Tesla ha gradualmente aumentato il prezzo di acquisto di FSD da 5.000 dollari al momento del lancio a 15.000 dollari nel 2022, il suo punto più costoso. Musk ha descritto gli aumenti di prezzo come una prova del fatto che FSD è un buon investimento per i consumatori su cui ottenere una partecipazione anticipata, sebbene il prezzo iniziale del software sia sceso a $ 8.000 nel 2024, più o meno nello stesso periodo Tesla ha ridotto il canone mensile di noleggio negli Stati Uniti da $ 199 a $ 99.

Le riduzioni dei prezzi sono avvenute sulla scia di rapporti che affermavano un basso tasso di conversione tra i conducenti Tesla che hanno scelto di passare a FSD. Sebbene Tesla non riveli attivamente la percentuale della sua base clienti che utilizza FSD, il CFO Vaibhav Taneja ha affermato che la quota era “ancora piccola, circa il 12% della nostra flotta attuale” durante un Chiamata sugli utili di ottobre.

“Non sarai mai realmente proprietario del tuo veicolo elettrico”

Molte delle risposte all’annuncio di Musk lamentano la prevalenza di funzionalità basate su abbonamento che le case automobilistiche ora negano.

“Le persone vogliono possedere le loro cose a titolo definitivo, non essere eternamente obbligate”, un utente ha scritto.

“Non sarai mai realmente proprietario del tuo veicolo elettrico, perché sarà inutile senza il software che non potrai mai rimuovere, sostituire o modificare”, disse un altro, prima di aggiungere una raccomandazione: “Attenersi ai motori a combustione interna con il minor numero di computer possibile”.

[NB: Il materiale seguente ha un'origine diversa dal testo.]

PR #2382, opened 2024-06-17
chore: remove redundant act from unit tests in a* components

just-boris:
### Description

Remove not needed code

### How has this been tested?

PR build passes

<details>

#### Correctness

#### Security

#### Testing

</details>

---

### DIFF
--- a/src/app-layout/__tests__/desktop.test.tsx
+++ b/src/app-layout/__tests__/desktop.test.tsx
@@ -1,7 +1,7 @@
 // Copyright Amazon.com, Inc. or its affiliates. All Rights Reserved.
 // SPDX-License-Identifier: Apache-2.0
 import React from 'react';
-import { act, screen, within } from '@testing-library/react';
+import { act, fireEvent, screen, within } from '@testing-library/react';
 
 import {
   describeEachThemeAppLayout,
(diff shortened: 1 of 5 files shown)


src/app-layout/__tests__/desktop.test.tsx
```diff
@@ -253,17 +253,17 @@ describe('Classic only features', () => {
     const { wrapper } = renderComponent(
       <AppLayout toolsHide={true} drawers={[testDrawer]} ariaLabels={{ drawers: 'Drawers' }} />
     );
-    act(() => screen.getByLabelText('Drawers').click());
+    fireEvent.click(screen.getByLabelText('Drawers'));
```
georgylobko, line 256: What is the benefit of using `fireEvent.click` over `click` in this case?

BTW, it might worth to consider `user-event` lib as an alternative for `fireEvent`, but it's definitely out of this PR scope
https://testing-library.com/docs/guide-events/#alternatives

georgylobko (approved):
Good job! Left a minor comment

src/app-layout/__tests__/desktop.test.tsx
just-boris: `.click()` is `HTMLElement.prototype.click` without any extra logic. Both our test-utils' `wrapper.click()` and `fireEvent.click()` provide built-in `act` integration so extra wrapper is not needed here.

Using `fireEvent.click` is not ideal, because we recommend everyone using our test utils and here we undermine our own recommendation. Using `userEvent.click` moves us even further from our own test-utils, so definitely not recommended

just-boris: If you have more questions, I think we can chat more in our team channel for better knowledge sharing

Recentemente sono aumentate le critiche sulla dipendenza dal software dei nuovi veicoli, al punto che l’industria ha definito le auto elettriche “smartphone su ruote.” Tesla non è l’unico colpevole, come ad agosto, Volkswagen rilasciato un nuova funzionalità per aumentare la potenza di alcune delle sue auto elettriche al prezzo di 22,50 dollari al mese. GM offre anche una funzionalità di guida a mani libere in abbonamento, Super Cruise, su autostrade designate. Lanciato nel 2017, il servizio offre un periodo di prova di tre anni, seguito da un canone mensile di 25 dollari. Super Cruise è diventata un’importante fonte di guadagno per GM, alla fine dell’anno scorso proiettato una base utenti attiva di 600.000 e oltre 200 milioni di dollari di entrate per il 2025.

Gli aggiornamenti software e i canoni di abbonamento nelle loro auto potrebbero iniziare a frustrare gli utenti. Secondo un sondaggio di S&P Global, l’anno scorso il 68% dei consumatori ha dichiarato che sarebbe disposto a pagare per i servizi connessi all’auto sondaggioin calo rispetto all’86% nel 2024.

Mentre i veicoli elettrici tendono ad essere quelli più pesanti dal punto di vista software, tutte le auto oggigiorno fanno affidamento in qualche modo sui servizi connessi, indipendentemente dal loro propulsore. La maggior parte delle auto moderne sono supportate da fino a un milione di righe di codicee aggiornamenti frequenti possono rendere rapidamente incompatibili alcune funzionalità. Nel 2022, quando gli operatori hanno aggiornato la propria infrastruttura di telecomunicazioni dal 3G, molte auto sono state prodotte ToyotaChrysler e Jeep, compresi i modelli sia a batteria che a benzina, hanno perso definitivamente l’accesso a una funzionalità che avvisava automaticamente i primi soccorritori in caso di incidente.